If that doesn’t sound like much of a victory, that’s because it isn’t. But here’s why it matters: Judge Curiel went through painstaking lengths to explain precisely why the SEC failed to prove Blockvest’s token is a security, providing insight as to how federal courts might apply securities laws in other cases brought against ICO-funded companies in the future. That’s a pretty big deal, according to Gabriel Shapiro, an attorney at the blockchain-focused DLx Law LLP. It’s worth paying attention to how this one unfolds in 2019.

5. The SEC opens up its “ICO Office”

In mid-October, the SEC at last announced the launch of the Strategic Hub for Innovation and Financial Technology, or “FinHub,” a new division designed to directly engage with the crypto-curious public. The SEC said that FinHub would act as a central point for investors, developers, and other interested parties to file inquiries via a dedicated web portal, and serve as “liaison to other domestic and international regulators.”

While FinHub has remained relatively quiet since its launch, it’s likely to gain a more prominent role in the SEC’s handling of crypto startups in the coming year.

On a side note: A week prior to the SEC’s FinHub announcement, Decrypt, in partnership with Yahoo Finance, reported that the Commission had begun quietly pressuring hundreds of crypto startups to settle charges over unregistered securities dealings, pay fines, and refund their investors. Up to this point, the SEC had not yet made public any charges against companies that had completed an ICO yet committed no violation other than an alleged “unregistered securities offering.” But that would soon change.

6. The quiet war on ICOs goes public

By mid-November, the SEC’s worst kept secret had come to light: virtually every ICO ever conducted could soon become the target of an enforcement action—if it hadn’t already.

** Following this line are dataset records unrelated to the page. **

PR #241, opened 2026-08-06
Add centralized notification infrastructure for the UI

barreiro:
##  Summary

- Add a `NotificationContext` / `NotificationProvider` / `useNotification` hook that provides a centralized way to show toast notifications across the app, using Carbon's `ToastNotification` component
- The provider supports info, success, warning, and error shorthands, a generic handleError that extracts messages from Axios-like errors without coupling to Axios, and update for in-place modification (e.g. progress bars)
- Includes deduplication, a max-10 cap to prevent screen flooding, and sticky errors (no auto-dismiss) while info/success/warning auto-dismiss after 10 seconds
- Migrate the delete folder flow in `DashboardPage` as a first consumer: replaces inline error state with toast notifications on success and failure

## Sample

The sacrificial lambs in this case were the cannabis-industry-focused Paragon and decentralized payment platform Airfox. The SEC, once again referencing its DAO Report, claimed that both companies “conducted ICOs in 2017 after the Commission warned that ICOs can be securities offerings.” And that’s it. No fraud. No other wrongdoing. They just did some ICOs the way pretty much all ICOs had been done. And the crypto industry reacted to the news exactly the way you’d expect: slightly exaggerated dread.


While there appears to be a growing consensus that most, if not all, ICO-funded companies will eventually face some sort of rescission order (i.e. be forced to pay back their investors), ICOs aren’t dead. They’re being forced to evolve. And that’s good news for both investors and the startups being built to meet the needs of these emerging, regulator-friendly models.

7. Token-shilling celebs given no quarter, and other honorable mentions

It’s not just the companies doing the selling that can be held liable for unlawful securities dealings. It turns out that those who use large enough platforms to promote these investment schemes can also be fined and disgorged. Who knew? Not Floyd “Money” Mayweather and DJ Khaled. They found out the hard way.

Other big-deal moments in the case of SEC v. Crypto include the enforcement action against EtherDelta founder Zachary Coburn—jeopardizing the future of all decentralized exchanges—and the SEC’s block-teasing Bitcoin ETF delays. These too will have consequences in the new year. But we’ve given you enough to think about.